Goal of the exercise:
If a line in the following entries contains the string "isMethodIneligibleForAot", it counts toward the total; report only that total.

Data provided:
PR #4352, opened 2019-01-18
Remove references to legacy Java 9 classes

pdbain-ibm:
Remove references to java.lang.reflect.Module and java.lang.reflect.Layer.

--

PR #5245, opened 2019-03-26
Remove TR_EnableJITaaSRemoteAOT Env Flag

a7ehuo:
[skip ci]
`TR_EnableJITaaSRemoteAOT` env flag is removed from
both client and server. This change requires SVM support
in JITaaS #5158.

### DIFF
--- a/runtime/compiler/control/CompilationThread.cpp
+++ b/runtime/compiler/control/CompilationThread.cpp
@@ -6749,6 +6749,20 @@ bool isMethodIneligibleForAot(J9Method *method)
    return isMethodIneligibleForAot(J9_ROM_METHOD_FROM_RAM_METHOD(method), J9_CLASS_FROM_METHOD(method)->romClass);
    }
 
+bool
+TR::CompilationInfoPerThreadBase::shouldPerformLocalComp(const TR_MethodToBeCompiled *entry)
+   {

Written solution:
2